A/B Testing
A/B testing provides a statistical framework for measuring the effect of product changes. This section covers the statistical principles underlying A/B test design and analysis.
Statistical Framework
A/B testing is an application of hypothesis testing.
Null hypothesis (H0): No difference exists between control and treatment groups. Observed variation is due to random chance.
Alternative hypothesis (H1): A true difference exists between groups.
The objective is to collect sufficient evidence to reject the null hypothesis with controlled error rates.
Error Types and Trade-offs
| H0 Actually True | H0 Actually False | |
|---|---|---|
| Reject H0 | Type I error (false positive) | Correct decision |
| Fail to reject H0 | Correct decision | Type II error (missed effect) |
| Parameter | Definition | Typical Value |
|---|---|---|
| alpha (significance level) | Probability of false positive | 0.05 (5%) |
| beta | Probability of false negative | 0.20 (20%) |
| Power (1-beta) | Probability of detecting true effect | 0.80 (80%) |
Trade-off: Decreasing alpha reduces false positives but increases the probability of missing true effects. Both error rates cannot be minimized simultaneously.
Statistical Formulas
Comparing Conversion Rates (Proportions)
The z-statistic is calculated as the difference between two proportions (p1 - p2) divided by the standard error. The standard error is the square root of p*(1-p)*(1/n1 + 1/n2), where p is the pooled conversion rate calculated as total conversions divided by total sample size.

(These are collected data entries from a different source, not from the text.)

PR #198, opened 2019-06-04
#DATACOUCH-206 set scan consistency on repository method

johannesjasper:
When using N1QL with spring data repositories, there is no way to set the scan consistency individually, only a global default could be set.

This adds a `@WithConsistency` annotation that allows you to set the scan consistency per query.
When building the query parameters in `AbstractN1qlBasedQuery` and `ReactiveAbstractN1qlBasedQuery` this annotation is evaluated, the current behavior (using the global default) is used as fallback in case no annotation was used.

Currently the added methods are duplicated in `AbstractN1qlBasedQuery` and `ReactiveAbstractN1qlBasedQuery` since they don't share a common interface. The same is true for `CouchbaseOperations` and `RxJavaCouchbaseOperations`. I could extract a common interface from each and provide a default implementation.

### DIFF
--- a/src/main/java/org/springframework/data/couchbase/core/query/WithConsistency.java
+++ b/src/main/java/org/springframework/data/couchbase/core/query/WithConsistency.java
@@ -1,0 +1,46 @@
+/*
+ * Copyright 2013-2019 the original author or authors.
+ *
+ * Licensed under the Apache License, Version 2.0 (the "License");
+ * you may not use this file except in compliance with the License.
+ * You may obtain a copy of the License at
+ *
+ *      https://www.apache.org/licenses/LICENSE-2.0
+ *
+ * Unless required by applicable law or agreed to in writing, software
+ * distributed under the License is distributed on an "AS IS" BASIS,
+ * WITHOUT WARRANTIES OR CONDITIONS OF ANY KIND, either express or implied.
+ * See the License for the specific language governing permissions and
+ * limitations under the License.
+ */
+
+package org.springframework.data.couchbase.core.query;
+
+import java.lang.annotation.Documented;
+import java.lang.annotation.ElementType;
+import java.lang.annotation.Retention;
+import java.lang.annotation.RetentionPolicy;
+import java.lang.annotation.Target;
+
+import org.springframework.data.annotation.QueryAnnotation;
+
+import com.couchbase.client.java.query.consistency.ScanConsistency;
+
+/**
+ * Annotation to set the scan consistency of N1QL queries with Couchbase.
+ * This controls whether couchbase waits for all changes to be processed by an index
+ * or whether stale results are acceptable.
+ * <p/>
+ * If not set, the {@link Consistency#DEFAULT_CONSISTENCY default consistency} is used.
+ *
+ * @author Johannes Jasper.
+ */
+@Documented
+@Target(ElementType.METHOD)
+@Retention(RetentionPolicy.RUNTIME)
+@QueryAnnotation
+public @interface WithConsistency {
+
+  ScanConsistency value() default ScanConsistency.REQUEST_PLUS;
+
+}
--- a/src/main/java/org/springframework/data/couchbase/core/query/WithConsistency.java
+++ b/src/main/java/org/springframework/data/couchbase/core/query/WithConsistency.java
@@ -16,22 +16,21 @@
 
 package org.springframework.data.couchbase.core.query;
 
+import com.couchbase.client.java.query.consistency.ScanConsistency;
 import java.lang.annotation.Documented;
 import java.lang.annotation.ElementType;
 import java.lang.annotation.Retention;
 import java.lang.annotation.RetentionPolicy;
 import java.lang.annotation.Target;
-
 import org.springframework.data.annotation.QueryAnnotation;
-
-import com.couchbase.client.java.query.consistency.ScanConsistency;
+import org.springframework.data.couchbase.config.AbstractCouchbaseConfiguration;
 
 /**
  * Annotation to set the scan consistency of N1QL queries with Couchbase.
  * This controls whether couchbase waits for all changes to be processed by an index
  * or whether stale results are acceptable.
  * <p/>
- * If not set, the {@link Consistency#DEFAULT_CONSISTENCY default consistency} is used.
+ * If not set, the default consistency set in {@link AbstractCouchbaseConfiguration#getDefaultConsistency()} is used.
  *
  * @author Johannes Jasper.
  */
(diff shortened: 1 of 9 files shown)


dnault:
Thank you @johannesjasper, this is good stuff. One question:

Is it ever useful to apply the `@WithConsistency` annotation to a method that is not also annotated with `@Query`? If not, then perhaps it would be cleaner to add a "consistency" attribute to `@Query` instead of using a separate annotation. That would avoid the possibility of a user applying `@WithConsistency` to an inappropriate method.

johannesjasper:
Cheers! Thank you for your feedback.

Even if your queries are being derived from the method name (e.g. `findByName`) I find it useful to specify the scan consistency. The problem I wanted to tackle with this PR is that so far you can only set a single global consistency.
By implementing this feature on the `AbstractN1qlBasedQuery` the `@WithConsistency` annotation works both on String based queries, as well as queries derived from method name.

On a technical note, I tried to add a method `consistency()` to `@Query` but I was not able to set a meaningful default. 
Omitting the default would mean breaking the API which, I guess, is unacceptable.
I could set it to 
```java
ScanConsistency consistency() default ScanConsistency.STATEMENT_PLUS;
```
I can **not**, however, set it to 
```java
Consistency consistency() default Consistency.DEFAULT_CONSISTENCY.n1qlConsistency();
```

Either way, this would not reflect the default consistency set in the couchbase config.
What I wanted to avoid is a situation in which a user changed the default consistency (let's say to `NOT_BOUNDED`) and then uses the `@Query` annotation. In that case I would not known which consistency to pick, the consistency from the `@Query` annotation (which cannot be null) or the default consistency.

If you have any suggestion on how to implement this, I'd be more than happy to integrate it!

dnault:
> So yes, I think this annotation is useful independent of whether you use the `@Query` annotation or not.

I see now. Thank you.

> On a technical note, I tried to add a method `consistency()` to `@Query` but I was not able to find a meaningful default.

One way to do this would be to define a separate Consistency enum just for the annotation attribute, where one of the values is  a DEFAULT (null). A value of DEFAULT can be replaced with the global default at runtime. Something like:

```
public @interface Query {
  ...
  Consistency consistency() default Consistency.DEFAULT;

  enum Consistency {
    NOT_BOUNDED,
    REQUEST_PLUS,
    STATEMENT_PLUS,
    DEFAULT 
  }
}
```

I'm not necessarily recommending that approach in this case; just offering it as a possible solution to the technical challenge you described.

src/main/java/org/springframework/data/couchbase/core/query/WithConsistency.java
```diff
@@ -0,0 +1,46 @@
...
+import org.springframework.data.annotation.QueryAnnotation;
+
+import com.couchbase.client.java.query.consistency.ScanConsistency;
+
+/**
+ * Annotation to set the scan consistency of N1QL queries with Couchbase.
+ * This controls whether couchbase waits for all changes to be processed by an index
+ * or whether stale results are acceptable.
+ * <p/>
+ * If not set, the {@link Consistency#DEFAULT_CONSISTENCY default consistency} is used.
```
dnault: Doesn't the actual value used come from `getCouchbaseOperations().getDefaultConsistency()` which may be different than `Consistency.DEFAULT_CONSISTENCY` (`READ_YOUR_OWN_WRITES` / `STATEMENT_PLUS`)?

src/main/java/org/springframework/data/couchbase/core/query/WithConsistency.java
```diff
@@ -0,0 +1,46 @@
...
+ *
+ * @author Johannes Jasper.
+ */
+@Documented
+@Target(ElementType.METHOD)
+@Retention(RetentionPolicy.RUNTIME)
+@QueryAnnotation
+public @interface WithConsistency {
+
+  ScanConsistency value() default ScanConsistency.REQUEST_PLUS;
```
dnault: It's probably worth mentioning this default value in the Javadoc.

dnault:
Just to clarify, I'm not requesting that you add the `consistency()` attribute to `@Query`. I think it's fine for `@WithConsistency` to be the only way to specify the per-method consistency.

src/main/java/org/springframework/data/couchbase/core/query/WithConsistency.java
johannesjasper: Good point, I pointed the javadoc to `AbstractCouchbaseConfiguration#getDefaultConsistency()`

src/main/java/org/springframework/data/couchbase/core/query/WithConsistency.java
johannesjasper: Instead of documenting the chosen default I simply omitted it: now when using the `@WithConsistency` annotation, you have to specify one.

johannesjasper:
I just realized that I did not update the documentation. Should I do that?

dnault:
> I just realized that I did not update the documentation. Should I do that?

Yes, please. I think this is the relevant section:

https://github.com/spring-projects/spring-data-couchbase/blob/master/src/main/asciidoc/repository.adoc#querying-with-consistency

dnault:
@johannesjasper Just wanted to let you know that if I don't respond next week it's because I will be on vacation away from a computer.

johannesjasper:
I added some documentation with an example that shows how `@WithConsistency`, `@Query`, and query derivation work together.
I also left a note that this works for N1QL queries only, for now. I'd like to tackle that in a different PR if that is fine with you.

mp911de:
On a related note: We have a similar annotation in Spring Data Cassandra with [`@Consistency`](https://github.com/spring-projects/spring-data-cassandra/blob/master/spring-data-cassandra/src/main/java/org/springframework/data/cassandra/repository/Consistency.java) applied for query derivation (part-tree query) and annotated `@Query` methods.

Attributes that are valid only on the scope of string queries are typically part of `@Query`. In some cases (e.g. [`@ExistsQuery`](https://github.com/spring-projects/spring-data-mongodb/blob/master/spring-data-mongodb/src/main/java/org/springframework/data/mongodb/repository/ExistsQuery.java)), we provide annotation aliases.

johannesjasper:
> We have a similar annotation in Spring Data Cassandra with [`@Consistency`](https://github.com/spring-projects/spring-data-cassandra/blob/master/spring-data-cassandra/src/main/java/org/springframework/data/cassandra/repository/Consistency.java) applied for query derivation (part-tree query) and annotated `@Query` methods.
Yes that was part of my inspiration :)

> Attributes that are valid only on the scope of string queries are typically part of `@Query`
Maybe I misunderstood you, but the `@WithConsistency` annotation is valid for String based queries (using `@Query`) as well as derived (part-tree) queries

johannesjasper:
Great, thanks for the approval @dnault . Should somebody else review this or can it be merged?

PR #342, opened 2024-07-03
Add some comments

krtab:


src/ast/types.ml
```diff
@@ -727,9 +727,12 @@ let import_desc fmt : 'a import_desc -> Unit.t = function
...
 
 type 'a import =
-  { modul : string
-  ; name : string
+  { modul : string  (** The name of the module from which the import is done *)
+  ; name : string  (** The name of the importee in its module of origin *)
   ; desc : 'a import_desc
+      (** If this import_desc first field is Some s, the importee is made
+          available under name s, else it can only be used via its numerical
+          index.*)
```
zapashcanon, line 735: I think the `desc` part is incorrect. It is not an option, it refers to which kind of import this is (func/table/memory/global) along with some "type" information

zapashcanon: Oh, I missed the `first field` part.

PR #350, opened 2024-07-03
change default optimization level to O3

zapashcanon:


zapashcanon:
cc @filipeom, in [test/c/collections-c/pqueue_tests.t](https://github.com/OCamlPro/owi/pull/350/files#diff-95c63926f646198e78f1f511908f32c8ce94f57b27b0d921b52259e710062f05) we are not detecting the heap overflow with `-O3`, I don't know these tests so I would say it's a regression but on Test-Comp we're clearly better with `-O3` so I'd like to still make it the default, what do you think?

filipeom:
> cc @filipeom, in [test/c/collections-c/pqueue_tests.t](https://github.com/OCamlPro/owi/pull/350/files#diff-95c63926f646198e78f1f511908f32c8ce94f57b27b0d921b52259e710062f05) we are not detecting the heap overflow with `-O3`, I don't know these tests so I would say it's a regression but on Test-Comp we're clearly better with `-O3` so I'd like to still make it the default, what do you think?

I think it's ok, its expected when one compiles with optimizations some memory errors might no longer be detected. For Test-Comp we're not focused on verifying memory safety so I agree that we should make the best parameters the default :smile:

Comparing Averages (Continuous Metrics)
The t-statistic is calculated as the difference between two means divided by the standard error. The standard error is the square root of the sum of each group's variance divided by its sample size.
Sample Size Calculation
Sample size depends on four factors:
| Factor | Effect on Required Sample Size |
|---|---|
| Minimum Detectable Effect (MDE) | Smaller effects require larger samples |
| Metric variance | Higher variance requires larger samples |
| Significance level (alpha) | Lower alpha requires larger samples |
| Power (1-beta) | Higher power requires larger samples |
Calculation Example
Using statistical power analysis (available in libraries like statsmodels), you provide the effect size (e.g., 5% relative lift), desired power (e.g., 80%), significance level (e.g., 5%), and traffic split ratio (e.g., 1.0 for equal split). The function then calculates the required sample size per group.
Reference Values
To detect a 5% relative lift in a 3% baseline conversion rate with 80% power and 5% significance, approximately 35,000 users per group are required.
Common Interview Topics
Sample Size Determination
Factors to address: baseline metric value, minimum detectable effect, required power, significance level. Explain trade-offs between sample size and detectable effect size.

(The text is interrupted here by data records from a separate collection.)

PR #353, opened 2024-07-05
Simplify binary modules types

zapashcanon:
depends on #352

### DIFF
--- a/src/ast/binary_encoder.ml
+++ b/src/ast/binary_encoder.ml
@@ -89,15 +89,21 @@ let write_valtype buf vt =
   let c = get_char_valtype vt in
   Buffer.add_char buf c
 
-let encode_vector buf datas encode_func =
+let encode_vector length iter buf datas encode_func =
   let vector_buf = Buffer.create 16 in
-  let len = List.length datas in
-  List.iter (encode_func vector_buf) datas;
+  let len = length datas in
+  iter (encode_func vector_buf) datas;
   write_u32_of_int buf len;
   Buffer.add_buffer buf vector_buf
 
+let encode_vector_list buf datas encode_func =
+  encode_vector List.length List.iter buf datas encode_func
+
+let encode_vector_array buf datas encode_func =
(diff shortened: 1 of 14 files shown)


src/ast/binary_encoder.ml
```diff
@@ -742,19 +741,31 @@ let keep_imported { Named.values; _ } =
...
-  let local_memories = keep_local modul.mem in
-  let local_globales = keep_local modul.global in
-  let imported_funcs = keep_imported modul.func in
-  let imported_tables = keep_imported modul.table in
-  let imported_memories = keep_imported modul.mem in
-  let imported_globals = keep_imported modul.global in
+
+  let indexed_list_of_array a = Array.mapi Indexed.return a |> Array.to_list in
+
+  let func = indexed_list_of_array modul.func in
```
zapashcanon, line 747: note to self: this could be simplified further

src/link/link.ml
```diff
@@ -152,13 +152,16 @@ let eval_global ls env (global : (Binary.global, binary global_type) Runtime.t)
...
 let eval_globals ls env globals : Link_env.Build.t Result.t =
-  Named.fold
-    (fun id global env ->
-      let* env in
-      let* global = eval_global ls env global in
-      let env = Link_env.Build.add_global id global env in
-      Ok env )
-    globals (Ok env)
+  let+ env, _i =
+    (* TODO: use array_fold_left instead *)
```
Laplace-Demon, line 156: `array_fold_left` is already used here

zapashcanon:
This should be correct now. There was some subtle bug about extra `List.rev` hidden by the usage of `Named.fold`... I believe this is the one that caused some debugging troubles to @epatrizio and @krtab some time ago.

This makes the code shorter, easier to understand, more efficient and fix some bugs. Thus I'm going to merge once CI is happy. :)

@Laplace-Demon, could you confirm it it also fixes the issue you are encountering in your other PR ?

PR #356, opened 2024-07-05
Allow passing the memory to external functions

filipeom:
Adds a `Mem` argument to external function to allow direct manipulation of the memory.

### DIFF
--- a/CHANGES.md
+++ b/CHANGES.md
@@ -1,5 +1,6 @@
 ## unreleased
 
+- adds a `Mem` argument to external function to allow direct manipulation of the memory.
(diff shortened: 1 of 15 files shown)


zapashcanon:
Wow, thanks! We wanted to do it for a long time...

Could you add an example, maybe [here](https://github.com/OCamlPro/owi/tree/main/example/define_host_function) ?

filipeom:
> Wow, thanks! We wanted to do it for a long time...
> 
> Could you add an example, maybe [here](https://github.com/OCamlPro/owi/tree/main/example/define_host_function) ?

Yes of course :smiley:

zapashcanon:
Thanks! :partying_face:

Statistical vs Practical Significance
A statistically significant result (p < 0.05) does not indicate practical importance. A 0.01% lift may be statistically significant with sufficient sample size but may not justify implementation costs. Evaluation should consider effect magnitude, implementation effort, and opportunity cost.
Multiple Comparisons
Testing 20 metrics produces an expected 1 false positive at alpha = 0.05. Solutions:
- Bonferroni correction: alpha/n
- False Discovery Rate control
- Pre-specification of primary metric
Early Stopping
Repeated significance testing inflates false positive rates. If a two-week test duration was calculated, results should not be evaluated before two weeks unless using sequential testing methods designed for continuous monitoring (e.g., alpha spending functions).
Ratio Metrics
Metrics like revenue per user present challenges because both numerator and denominator vary. Standard t-tests are not appropriate. Use delta method or bootstrap methods.
Common Errors
| Error | Consequence |
|---|---|
| Repeated result checking | Inflated false positive rate |
| Excessive variants (A/B/C/D/E) | Reduced statistical power per comparison |
| Ignoring practical significance | Resources spent on negligible improvements |
| No segment analysis | Missing heterogeneous effects (positive for some users, negative for others) |
| Early stopping based on positive results | Unreliable effect estimates; early users may not be representative |